A couple of random thoughts...Works man also makes folders. I just sold one at Arlington Heights. Very solid bikes. I kind of like"workhorse" bikes...Schwinn Wasps, Columbia Newsboy Specials,etc. also, at Arlington Heights, on a whim I bought a Schwinn Heavy Duty. Its one of the recently made Chinese mfd. double bars, but other than where it was made, it seems to have nothing else in common with other Chinese made bikes. This thing is ugly as original sin, but it is truly a tank! Obviously it has been "used hard and put away wet" in some industrial setting, but rides great. Kind of like the old joke about the fat ____(fill in gender...don't want PC Police after me!) ...Lots of fun,but you don't want to let your friends see you do it. But yeah,I enjoy these workhorse bikes. I think there may be a Worksman and can't I frame Heavy Duty in my future.


----------



## milbicycleman (Aug 21, 2014)

Yeah they are great bikes. I am surprised at how smooth my bike rides since I bought in a warehouse and it had been sitting for quite sometime and it was used on a military base.


----------



## bricycle (Aug 21, 2014)

rideahiggins said:


> It has solid rubber tires that say Worksman on them. A front drum brake and 1/2" diameter spokes on the rear wheels.
> View attachment 165602View attachment 165603View attachment 165604




Now that's Heavy Duty!


----------



## oldbike1891 (Aug 21, 2014)

*Worksman 3spd Tandem -- possible sale*



bricycle said:


> Now that's Heavy Duty!




Yes, they are built like a lightweight motorcycle without the motor!   I have a less than 10 year old red Worksman 3sp Tandem with rear coaster brake and front drum brake.  Stops well!   Sort of built like a very heavy duty Schwinn Twinn.  Motorcycle rims and heavy spokes. 26"x 2.25 Blackwall tires.

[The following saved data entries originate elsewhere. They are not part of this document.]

PR #925, opened 2025-04-10
[Refactor] Simplify/clarify `VictoryPhase` and add TSDocs

DayKev:
N/A

The phase was a bit confusing and undocumented.

- `if/else` blocks moved around and early returns added to reduce indentation and improve readability / code flow.
- TSDocs added.

## How to test the changes?
Defeat some pokemon on various waves.

## Checklist

### DIFF
--- a/src/phases/victory-phase.ts
+++ b/src/phases/victory-phase.ts
@@ -1,23 +1,46 @@
-import { type BattlerIndex } from "#enums/battler-index";
-import { BattleType } from "#enums/battle-type";
+// -- start tsdoc imports --
+// eslint-disable-next-line @typescript-eslint/no-unused-vars
+import type { GameOverPhase } from "#app/phases/game-over-phase";
+// -- end tsdoc imports--
+
 import { handleMysteryEncounterVictory } from "#app/data/mystery-encounters/utils/encounter-phase-utils";
+import { EVIL_BOSS_2_WAVE } from "#app/data/special-waves";
 import { globalScene } from "#app/global-scene";
 import { type CustomModifierSettings } from "#app/modifier/modifier-type";
 import { modifierTypes } from "#app/modifier/modifier-types";
-import { PokemonPhase } from "./abstract-pokemon-phase";
-import { BattleEndPhase } from "./battle-end-phase";
-import { EggLapsePhase } from "./egg-lapse-phase";
-import { ModifierRewardPhase } from "./modifier-reward-phase";
-import { NewBattlePhase } from "./new-battle-phase";
-import { SelectModifierPhase } from "./select-modifier-phase";
-import { TrainerVictoryPhase } from "./trainer-victory-phase";
+import { PokemonPhase } from "#app/phases/abstract-pokemon-phase";
+import { BattleEndPhase } from "#app/phases/battle-end-phase";
+import { EggLapsePhase } from "#app/phases/egg-lapse-phase";
+import { ModifierRewardPhase } from "#app/phases/modifier-reward-phase";
+import { NewBattlePhase } from "#app/phases/new-battle-phase";
+import { SelectModifierPhase } from "#app/phases/select-modifier-phase";
+import { TrainerVictoryPhase } from "#app/phases/trainer-victory-phase";
 import { ArenaTagType } from "#enums/arena-tag-type";
-import { EVIL_BOSS_2_WAVE } from "#app/data/special-waves";
+import { BattleType } from "#enums/battle-type";
+import { type BattlerIndex } from "#enums/battler-index";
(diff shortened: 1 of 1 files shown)


src/phases/victory-phase.ts
```diff
@@ -45,91 +68,95 @@ export class VictoryPhase extends PokemonPhase {
...
+          new ModifierRewardPhase(!(waveIndex % 250) ? modifierTypes.VOUCHER_PREMIUM : modifierTypes.VOUCHER_PLUS),
+        );
       }
+    } else {
+      const modifierType = gameMode.isGymWave(waveIndex) ? modifierTypes.SUPER_EXP_CHARM : modifierTypes.EXP_CHARM;
+      phaseManager.pushPhase(new ModifierRewardPhase(modifierType));
+    }
+
+    if ([50, 100, 150].includes(waveIndex)) {
+      phaseManager.pushPhase(new ModifierRewardPhase(modifierTypes.GOLDEN_POKEBALL));
```
Tempo-anon, line 141: All these formulas for different modes is hmmm. I wonder if it would be helpful to create 3 helper functions to handle the classic/endless/daily cases. Each of those functions can then be individually documented with a table or something so the rewards are understandable at a glance

src/phases/victory-phase.ts
```diff
@@ -45,91 +68,95 @@ export class VictoryPhase extends PokemonPhase {
...
    * If this wave is a fixed battle with special custom modifier rewards,
-   * will pass those settings to the upcoming {@linkcode SelectModifierPhase}`.
+   * pass those settings to the upcoming {@linkcode SelectModifierPhase}.
    */
   protected getFixedBattleCustomModifiers(): CustomModifierSettings | undefined {
     const gameMode = globalScene.gameMode;
     const waveIndex = globalScene.currentBattle.waveIndex;
     if (gameMode.isFixedBattle(waveIndex)) {
       return gameMode.getFixedBattle(waveIndex).customModifierRewardSettings;
     }
```
Tempo-anon, line 161: Will this `if` ever be false? Seems a bit weird to have the only `return` statement in an `if`

src/phases/victory-phase.ts
```diff
@@ -45,91 +68,95 @@ export class VictoryPhase extends PokemonPhase {
...
+
+    if ([50, 100, 150].includes(waveIndex)) {
+      phaseManager.pushPhase(new ModifierRewardPhase(modifierTypes.GOLDEN_POKEBALL));
     }
 
     this.end();
   }
 
+  public override end(): void {
+    globalScene.phaseManager.pushPhase(new NewBattlePhase());
```
Tempo-anon, line 148: Is this always guaranteed to be a `NewBattlePhase`?

src/phases/victory-phase.ts
```diff
@@ -1,23 +1,46 @@
-import { type BattlerIndex } from "#enums/battler-index";
-import { BattleType } from "#enums/battle-type";
+// -- start tsdoc imports --
+// eslint-disable-next-line @typescript-eslint/no-unused-vars
```
flx-sta: Please use the multi-line disable to make it easier for future developers to add additional tsdoc imports

src/phases/victory-phase.ts
flx-sta: Might wanna go for whole victory phases per mode but Idk if that would be easy to achieve or cause cluster-f

src/phases/victory-phase.ts
DayKev: The `if` is `false` when it's not a fixed battle (aka it's not wave 5, 8, ...).

src/phases/victory-phase.ts
DayKev: Yeah I want to break up `VictoryPhase` into `PostKnockoutPhase` and... I guess one would still be called `VictoryPhase`? I'm not sure, but this phase is doing a few too many things. For now I want it to be easier to understand though, then a follow-up can break it apart.

src/phases/victory-phase.ts
DayKev: Yes, I used `this.end()` in all the places there was formerly a `pushPhase(new NewBattlePhase())`.

PigeonBar: Yes (if the `NewBattlePhase` is unwanted, `super.end()` gets called instead)

src/phases/victory-phase.ts
DayKev: Also if there's no `return` then it implicitly returns `undefined`, which is why I removed the `return undefined;` statement.

PigeonBar (approved):

torranx (approved):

Great Cruiser!  Bought this to see if a buddy and his wife would like to ride it.  Not quite their cup of tea.   I love tandems and have about 6 TOC ones in various conditions.  Stashed in my storage at present and thinking of passing it along to some Worksman fans.   Nice range with the 3 spd.  Tires, wheels and frame are buil well and would work great in a potholed urban setting or on a non paved park trail. Could just use as a cycle truck and put a box/carrier where the rear passnger would sit.

Very upright seating with semi hi-rise handle bars.   Has a very wide range of seat heights and will fit from grade school kids on up.

email me if this interests you.  They still list the new model in the Worksman catalouge along with a Trike version of this tandem.

This one is almost brand new.   If you really want a solid ride for two this is it!  Would consider delivering aprox. 100miles from Wash. DC.

No hurry.  But thought I would put this one out there as I do not seem to use it.  -- Lee  --  alcramp@msn.com


----------



## milbicycleman (May 12, 2015)

I put my worksmen newsboy military base bike from the 70's/80's in the for sale section if anyone is interested.


----------



## Dobie (May 12, 2015)

Here's a Worksman trike that made it up to Canada.  Balloons and great lines from the rear...heavy pumping though..Hard to determine the year as Worksman won't share that info. probably 40s/50s

http://s917.photobucket.com/user/dobie45/media/WORKSMAN ADULT TRICYCLE 40s/108_0999.jpg.html


----------



## jimbo53 (Jul 4, 2017)

Duplicate post-sorry


----------



## jimbo53 (Jul 4, 2017)

Here is my early to mid 50's Worksman trike I ratted with a JC Higgins cooler and a prewar Dayton springer. Cut off the solid rubber tires, blacked out the rims and put on some cream Duro tires. Cleaned up and everything greased, it rides great due to the lower gearing.


----------



## morton (Jul 5, 2017)

Solid as a rock, well built, if given even a bit of maintenance will last forever, fantastic utility bike, 

But...no factory tank with horn, no fender skirts or rear carrier (ugly oversize basket doesn't count), very heavy to ride long distances, ho-hum frame, no chrome, certainly not for those who have a need for speed

Like a girl friend said to me many years ago, I like you a lot, you're my best friend, we always have a lot of fun together but marriage is out of the question. 

Just sayin'


----------



## vincev (Jul 5, 2017)

They have no "Deluxe" models that catches your eye and they are still easy to find.They are a good basic bike with the perfect name for what they are made for. A lot of their bikes are made for industry and have large baskets,etc.They take up too much space for not being collectable. Although they are well made bikes.


----------



## bairdco (Jul 5, 2017)

I've always wondered about their claim of "oldest bike company still in business," and that they've been around 100+ years.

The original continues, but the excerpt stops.